Task statement: Given the material below, return only the lines starting at the line with "methods were renamed" and ending at the line with "### LINKED ISSUE", exactly as they appear.

Information provided:
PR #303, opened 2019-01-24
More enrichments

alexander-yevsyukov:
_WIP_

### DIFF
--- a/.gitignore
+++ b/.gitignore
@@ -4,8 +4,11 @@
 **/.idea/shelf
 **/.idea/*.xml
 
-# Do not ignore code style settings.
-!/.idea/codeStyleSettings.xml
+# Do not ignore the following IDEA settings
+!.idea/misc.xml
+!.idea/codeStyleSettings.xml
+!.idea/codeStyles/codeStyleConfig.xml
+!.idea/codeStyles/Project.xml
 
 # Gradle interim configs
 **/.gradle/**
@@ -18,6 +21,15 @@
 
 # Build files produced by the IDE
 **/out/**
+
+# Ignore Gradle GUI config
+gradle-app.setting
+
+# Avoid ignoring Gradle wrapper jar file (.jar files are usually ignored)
---
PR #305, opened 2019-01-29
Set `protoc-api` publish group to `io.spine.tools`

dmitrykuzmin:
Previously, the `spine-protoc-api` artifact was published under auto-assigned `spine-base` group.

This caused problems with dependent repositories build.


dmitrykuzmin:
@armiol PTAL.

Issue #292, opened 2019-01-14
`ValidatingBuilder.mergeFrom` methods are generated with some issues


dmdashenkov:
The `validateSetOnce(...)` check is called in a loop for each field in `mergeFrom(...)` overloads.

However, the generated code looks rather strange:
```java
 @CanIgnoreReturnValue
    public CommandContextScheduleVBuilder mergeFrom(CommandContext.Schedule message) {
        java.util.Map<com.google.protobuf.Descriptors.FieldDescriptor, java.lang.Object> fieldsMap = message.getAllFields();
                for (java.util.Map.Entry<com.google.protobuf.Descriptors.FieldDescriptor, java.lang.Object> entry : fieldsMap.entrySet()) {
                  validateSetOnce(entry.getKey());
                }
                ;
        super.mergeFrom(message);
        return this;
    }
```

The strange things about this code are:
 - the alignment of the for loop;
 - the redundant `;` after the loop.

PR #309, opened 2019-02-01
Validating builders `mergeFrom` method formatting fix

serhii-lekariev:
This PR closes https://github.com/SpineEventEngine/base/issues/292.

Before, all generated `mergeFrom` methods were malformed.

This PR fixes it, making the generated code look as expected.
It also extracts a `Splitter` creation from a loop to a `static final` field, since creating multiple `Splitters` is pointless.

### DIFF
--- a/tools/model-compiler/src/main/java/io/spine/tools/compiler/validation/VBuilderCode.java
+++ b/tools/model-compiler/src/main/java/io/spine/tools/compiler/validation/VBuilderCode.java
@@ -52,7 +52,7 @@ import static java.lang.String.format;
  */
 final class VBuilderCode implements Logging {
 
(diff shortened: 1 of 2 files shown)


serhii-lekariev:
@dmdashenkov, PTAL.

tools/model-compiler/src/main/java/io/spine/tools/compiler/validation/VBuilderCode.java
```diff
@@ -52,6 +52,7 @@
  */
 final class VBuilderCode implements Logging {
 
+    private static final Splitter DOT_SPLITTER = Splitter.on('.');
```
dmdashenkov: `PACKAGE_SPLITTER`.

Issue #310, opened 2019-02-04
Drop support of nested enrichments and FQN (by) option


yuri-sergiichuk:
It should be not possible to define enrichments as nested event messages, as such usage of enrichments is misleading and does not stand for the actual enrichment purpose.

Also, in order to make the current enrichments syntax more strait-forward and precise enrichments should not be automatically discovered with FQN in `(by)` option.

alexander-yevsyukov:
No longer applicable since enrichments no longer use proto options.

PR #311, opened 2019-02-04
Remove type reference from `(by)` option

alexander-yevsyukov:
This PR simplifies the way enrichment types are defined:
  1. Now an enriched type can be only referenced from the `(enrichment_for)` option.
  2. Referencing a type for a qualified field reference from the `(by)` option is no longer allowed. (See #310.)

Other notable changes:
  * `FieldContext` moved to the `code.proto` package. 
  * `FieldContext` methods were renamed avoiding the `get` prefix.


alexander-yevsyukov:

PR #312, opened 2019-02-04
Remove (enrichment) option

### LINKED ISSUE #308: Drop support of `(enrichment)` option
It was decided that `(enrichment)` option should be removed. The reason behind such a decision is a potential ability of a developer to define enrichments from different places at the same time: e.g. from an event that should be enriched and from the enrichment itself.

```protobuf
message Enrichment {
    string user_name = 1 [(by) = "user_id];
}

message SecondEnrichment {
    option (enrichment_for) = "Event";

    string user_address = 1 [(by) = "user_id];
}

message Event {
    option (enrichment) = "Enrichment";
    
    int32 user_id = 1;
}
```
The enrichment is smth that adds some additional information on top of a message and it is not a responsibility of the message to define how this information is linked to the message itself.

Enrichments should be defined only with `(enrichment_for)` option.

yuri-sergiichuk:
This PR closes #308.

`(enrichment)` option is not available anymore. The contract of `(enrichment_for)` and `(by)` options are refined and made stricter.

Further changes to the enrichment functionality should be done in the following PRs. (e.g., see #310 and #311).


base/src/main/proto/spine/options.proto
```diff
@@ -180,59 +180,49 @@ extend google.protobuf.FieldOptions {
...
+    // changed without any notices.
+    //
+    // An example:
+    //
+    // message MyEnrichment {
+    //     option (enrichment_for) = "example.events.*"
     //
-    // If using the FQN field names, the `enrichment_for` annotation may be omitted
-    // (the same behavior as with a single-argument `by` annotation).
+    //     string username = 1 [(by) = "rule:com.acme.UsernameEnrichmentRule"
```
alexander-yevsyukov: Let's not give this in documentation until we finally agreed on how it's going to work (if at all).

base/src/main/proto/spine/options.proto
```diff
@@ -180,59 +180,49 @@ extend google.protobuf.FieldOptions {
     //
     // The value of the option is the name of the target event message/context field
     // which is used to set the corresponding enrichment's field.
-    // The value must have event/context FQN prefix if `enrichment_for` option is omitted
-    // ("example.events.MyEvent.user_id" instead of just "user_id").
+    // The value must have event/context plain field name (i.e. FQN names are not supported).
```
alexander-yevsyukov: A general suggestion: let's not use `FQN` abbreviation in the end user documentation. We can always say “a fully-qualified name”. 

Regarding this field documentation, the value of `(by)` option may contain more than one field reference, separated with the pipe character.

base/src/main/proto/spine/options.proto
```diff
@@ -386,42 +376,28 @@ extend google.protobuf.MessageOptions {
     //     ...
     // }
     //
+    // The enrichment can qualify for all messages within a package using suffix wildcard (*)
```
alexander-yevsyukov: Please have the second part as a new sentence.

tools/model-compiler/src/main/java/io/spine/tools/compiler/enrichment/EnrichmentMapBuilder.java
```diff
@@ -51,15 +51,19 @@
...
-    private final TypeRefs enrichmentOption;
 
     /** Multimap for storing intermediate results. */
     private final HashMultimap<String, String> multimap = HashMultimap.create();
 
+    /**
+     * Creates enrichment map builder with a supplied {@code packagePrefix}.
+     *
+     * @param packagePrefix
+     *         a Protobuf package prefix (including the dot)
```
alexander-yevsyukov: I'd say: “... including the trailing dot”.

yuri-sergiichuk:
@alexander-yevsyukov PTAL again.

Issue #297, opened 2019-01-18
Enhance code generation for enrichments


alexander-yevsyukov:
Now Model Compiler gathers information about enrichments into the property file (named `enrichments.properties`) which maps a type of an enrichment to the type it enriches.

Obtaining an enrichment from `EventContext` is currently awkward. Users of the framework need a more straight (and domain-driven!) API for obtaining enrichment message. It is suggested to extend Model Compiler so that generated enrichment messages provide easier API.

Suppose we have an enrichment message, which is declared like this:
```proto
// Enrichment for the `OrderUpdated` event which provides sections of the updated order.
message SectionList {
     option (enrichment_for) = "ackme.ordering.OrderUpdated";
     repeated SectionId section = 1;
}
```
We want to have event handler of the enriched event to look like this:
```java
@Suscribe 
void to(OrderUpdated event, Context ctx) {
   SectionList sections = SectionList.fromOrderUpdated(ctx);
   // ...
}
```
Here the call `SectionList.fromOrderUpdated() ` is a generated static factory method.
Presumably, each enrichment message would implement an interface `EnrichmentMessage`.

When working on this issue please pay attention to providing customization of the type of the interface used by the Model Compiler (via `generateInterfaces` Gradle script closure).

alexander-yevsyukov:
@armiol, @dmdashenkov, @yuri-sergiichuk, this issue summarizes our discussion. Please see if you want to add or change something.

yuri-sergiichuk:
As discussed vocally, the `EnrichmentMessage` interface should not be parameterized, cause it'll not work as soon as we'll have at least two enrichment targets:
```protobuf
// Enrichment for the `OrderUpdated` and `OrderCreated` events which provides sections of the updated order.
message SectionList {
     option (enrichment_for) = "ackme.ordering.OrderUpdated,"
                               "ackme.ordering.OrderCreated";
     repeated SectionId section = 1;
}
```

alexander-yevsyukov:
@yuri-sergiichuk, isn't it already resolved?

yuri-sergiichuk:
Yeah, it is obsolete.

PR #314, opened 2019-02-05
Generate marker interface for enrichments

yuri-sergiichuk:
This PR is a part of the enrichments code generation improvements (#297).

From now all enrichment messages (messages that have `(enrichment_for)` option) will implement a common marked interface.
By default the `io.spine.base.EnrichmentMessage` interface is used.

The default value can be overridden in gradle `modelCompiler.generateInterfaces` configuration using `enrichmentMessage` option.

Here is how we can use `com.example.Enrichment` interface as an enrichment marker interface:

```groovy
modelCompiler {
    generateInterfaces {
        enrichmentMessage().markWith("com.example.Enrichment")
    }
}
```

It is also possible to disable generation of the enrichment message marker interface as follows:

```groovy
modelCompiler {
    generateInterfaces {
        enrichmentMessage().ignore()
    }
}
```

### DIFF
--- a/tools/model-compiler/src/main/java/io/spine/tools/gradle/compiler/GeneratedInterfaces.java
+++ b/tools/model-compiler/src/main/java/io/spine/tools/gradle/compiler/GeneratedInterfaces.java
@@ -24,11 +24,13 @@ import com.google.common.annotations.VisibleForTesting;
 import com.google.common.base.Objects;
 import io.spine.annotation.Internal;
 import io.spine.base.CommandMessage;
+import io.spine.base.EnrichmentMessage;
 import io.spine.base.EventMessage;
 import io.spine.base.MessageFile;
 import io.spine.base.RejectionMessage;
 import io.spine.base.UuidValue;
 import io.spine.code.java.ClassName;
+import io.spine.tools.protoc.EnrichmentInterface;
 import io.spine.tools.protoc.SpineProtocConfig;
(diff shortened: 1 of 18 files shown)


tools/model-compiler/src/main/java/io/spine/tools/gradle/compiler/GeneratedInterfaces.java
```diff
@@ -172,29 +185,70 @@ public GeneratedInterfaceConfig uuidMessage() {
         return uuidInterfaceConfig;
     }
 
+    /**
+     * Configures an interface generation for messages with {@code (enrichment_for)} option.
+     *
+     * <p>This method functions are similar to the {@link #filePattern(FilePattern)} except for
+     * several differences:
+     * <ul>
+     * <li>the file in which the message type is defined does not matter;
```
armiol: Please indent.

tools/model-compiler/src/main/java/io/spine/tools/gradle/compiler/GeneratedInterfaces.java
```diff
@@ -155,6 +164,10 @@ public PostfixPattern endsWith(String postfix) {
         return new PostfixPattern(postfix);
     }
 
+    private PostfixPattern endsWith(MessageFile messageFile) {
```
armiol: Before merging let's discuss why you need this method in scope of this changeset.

Task response:
  * `FieldContext` methods were renamed avoiding the `get` prefix.


alexander-yevsyukov:

PR #312, opened 2019-02-04
Remove (enrichment) option

### LINKED ISSUE #308: Drop support of `(enrichment)` option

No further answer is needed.